NEW YORK — Using a massively parallel reporter assay (MPRA) and other techniques, researchers have functionally validated thousands of schizophrenia risk variants from previous genome-wide association studies (GWAS), finding more than 400 with allelic regulatory effects.
As reported in Cell Genomics on Thursday, a team led by researchers from the University of North Carolina at Chapel Hill used MRPA on 5,173 fine-mapped schizophrenia GWAS variants in primary human neural progenitor cells to determine their function.
While previous GWAS have identified hundreds of risk loci, the authors wrote, their function has been largely unknown as many reside in noncoding DNA regions and because each locus comprises many different variants.
For their study, the researchers built an adeno-associated virus-based MPRA vector (AAV-MPRA) comprising a 150 bp target sequence with the variant in the center, a minimal promoter, green fluorescent protein, and a 20 bp unique barcode.
Next, they generated an AAV-MPRA library from a computationally predicted set of schizophrenia risk variants, including 5,173 variants in their final design that covered 143 GWAS loci.
Subsequently, they packaged the schizophrenia MPRA library into the AAV, administered it to human neural progenitor cells, and quantified the expression of green fluorescent protein using RNA sequencing two weeks later.
The reason behind using human neural progenitors was that schizophrenia genetic risk factors are enriched in regulatory elements of the developing cortex, and these cells model human neural development, the authors noted.
The experiments identified 439 MPRA-positive variants that showed allelic regulatory activity. Among them were only a few index variants at a given GWAS locus — those variants with the most significant GWAS association — the authors noted.

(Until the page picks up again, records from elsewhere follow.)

PR #3670, opened 2013-07-16
Remove transition code added in #3398 (877281c).

jaredhirsch:
@shane-tomlinson, to be merged after the train is branched.

Poking at storage-related stuff for #1500, I noticed some transition code more than a month old, should be ripe for plucking out of the codebase.

All tests passing. Let me know if I've missed anything. This is essentially a revert of 877281c5.


jaredhirsch:
@shane-tomlinson thoughts on this one?

PR #3685, opened 2013-07-19
Remove reference to locale/compile-json.sh.

ozten:
Conservative fix. See Issue#3683 for another suggestion.

Fixes Issue#3683

### DIFF
--- a/scripts/browserid.spec
+++ b/scripts/browserid.spec
@@ -23,7 +23,7 @@ persona server & web home for persona.org
 %build
 npm install
 export PATH=$PWD/node_modules/.bin:$PATH
-./locale/compile-json.sh locale/ resources/static/i18n/
+./node_modules/.bin/compile-json locale/ resources/static/i18n/
 echo "$GIT_REVISION" > resources/static/ver.txt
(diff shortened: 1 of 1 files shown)


callahad:
I had to `mkdir resources/static/i18n`, but after that things appeared to compile fine. The resulting RPM includes compiled json/js files in that directory.

So, r+

ozten:
Thanks for the review!

The old script did ensure this directory exists, I'll add that to the rpm spec

jrgm:
I have built the rpm successfully with this change. I'll note that there are two subtle differences 1) all the metadata is now squashed into a single string keyed by `Project-Id-Version`, and 2) newlines in text strings are no longer escaped. e.g., 

```
-      "Removing the last address will cancel your Persona account.\\nAre you sure you want to continue?": [                
+      "Removing the last address will cancel your Persona account.\nAre you sure you want to continue?": [   
```

ozten:
Great catches! We'll see in stage if newlines are significant. I didn't see any issues in http://translate.123done.org/

jrgm:
Yeah, the one place where there is a newline looks correct on translate.personatest.org (an alert on main site).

Highlighting the benefits of the MPRA, they said that the approach refined the number of regulatory variants and reduced the number of variants per locus. While, on average, 36.2 variants per locus were identified via computational fine-mapping approaches, MPRA trimmed those to 4.3 variants per locus.

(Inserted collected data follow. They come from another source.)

PR #3690, opened 2013-07-22
Check for failures in provisioning after returning from an IdP.

### LINKED ISSUE #3520: with 3rd party cookies disabled, primary IdP flow fails inexplicably
The failure mode is confusing.  We need to better message this to users, especially with gmail coming.  labeling 4 star to spark discussion.  It seems like there are a lot of issues around 3rd party cookies opened and closed, but none seem to address the primary idp case and get us a satisfying user facing error message.

shane-tomlinson:
- This is a standin for checking for disabled 3rd party cookies. If we expect
  provisioning to succeed, but it fails, this is probably due to disabled 3rd party cookies.

fixes #3520

### DIFF
--- a/resources/static/dialog/views/primary_user_not_verified.ejs
+++ b/resources/static/dialog/views/primary_user_not_verified.ejs
@@ -12,7 +12,7 @@
 
 <p>
   <%-
-  format(gettext("This may be due to disabled 3rd party cookies. Please ensure 3rd party cookies are enabled or allow 3rd party cookies from %(idpName)s"), {
+  format(gettext("This may be due to your browser blocking third-party cookies.  Please ensure your browser\'s privacy preferences are set to accept third-party cookies for %(idpName)s and try again."), {
     idpName: idpName
   })
   %>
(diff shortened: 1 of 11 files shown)


resources/static/dialog/views/primary_user_not_verified.ejs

Many of the MPRA-tested variants were located in intergenic and intronic regions, with only a few present in exons and promoters.

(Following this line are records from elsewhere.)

PR #3692, opened 2013-07-22
Issue 3691 primary user verified

### LINKED ISSUE #3691: Copy when returning from IdP is confusing and verbose.
@ryanfeeley agrees. He suggests changing it to look like:

screen shot 2013-07-22 at 19 41 01

shane-tomlinson:
An ephemeral instance, https://primary-verified.personatest.org is set up for testing.

fixes #3691

### DIFF
--- a/resources/static/dialog/views/primary_user_verified.ejs
+++ b/resources/static/dialog/views/primary_user_verified.ejs
@@ -3,17 +3,9 @@
    - file, You can obtain one at http://mozilla.org/MPL/2.0/. -->
 
   <div class="form_section" id="primary_user_verified">
-      <h2><%= gettext("Address Verified!") %></h2>
+      <%- format(gettext("%(email)s verified!"), {
+        email: "<strong>" + email + "</strong>"
+      }) %>
 
-      <ul class="inputs">
-
-          <li>
-              <label for="email" class="isDesktop"><%= gettext("Email") %></label>
-              <input id="email" type="email" disabled value="<%= email %>" />
-          </li>
-
-          <li>
-              <%= gettext("Signing you in&hellip;") %>
-          </li>
-      </ul>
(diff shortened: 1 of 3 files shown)


resources/static/dialog/views/primary_user_verified.ejs
```diff
@@ -3,17 +3,9 @@
    - file, You can obtain one at http://mozilla.org/MPL/2.0/. -->
 
   <div class="form_section" id="primary_user_verified">
-      <h2><%= gettext("Address Verified!") %></h2>
+      <%- format(gettext("%(email)s verified!"), {
```
seanmonstar, line 6: The `=` was switched to a `-`, which won't escape the email address in this output.

jaredhirsch, line 6: I assume that was to support the strong tags inserted on either side of the email on line 7.

Maybe a better solution is to put the escaped string inside strong tags:

```
<strong><%= gettext("%(email)s verified!"), {email: email}) %></strong>
```

shane-tomlinson, line 6: crap, after all of that, I failed to escape the email address.

shane-tomlinson, line 6: And this is why code reviews are a must. Thanks @seanmonstar and @6a68

shane-tomlinson, line 6: I was also thinking, what do you think of possibly exposing helper functions, something like "strong" that could be used to wrap text in a strong element?

shane-tomlinson:
@seanmonstar - Could you give another pass at this?  Does the 500 ms delay feel too short?

seanmonstar:
nah, it feels way better. the 3seconds makes people start to wonder if they need to do something.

Further analysis of the variants revealed that many do not operate in the conventional way of promoting strong enhancer activity. In fact, 77 percent of the MPRA-positive variants were annotated by chromatin states, suggesting that they can exert their regulatory effects through various epigenetic mechanisms, the researchers explained.
Further, by combining their results with those from brain expression quantitative trait loci studies, they found that 64 percent of MPRA-positive variants did not overlap with eQTL variants. The characterization of GWAS variants via MPRA could therefore identify functional regulatory variants under selective pressure that eQTLs may be unable to detect, they wrote.
They also combined allelic activity, chromatin accessibility data, and chromatin contact frequency, using what they referred to as the accessibility-by-contact (ABC) model. Using this model, they could link variants to their putative gene targets and predict their expression. The findings also suggested that the ABC model was superior to an additive model in which allelic activity of variants is added to predict gene expression.
Overall, the findings shed light on the complex mechanisms underlying the molecular pathology of schizophrenia, the authors concluded.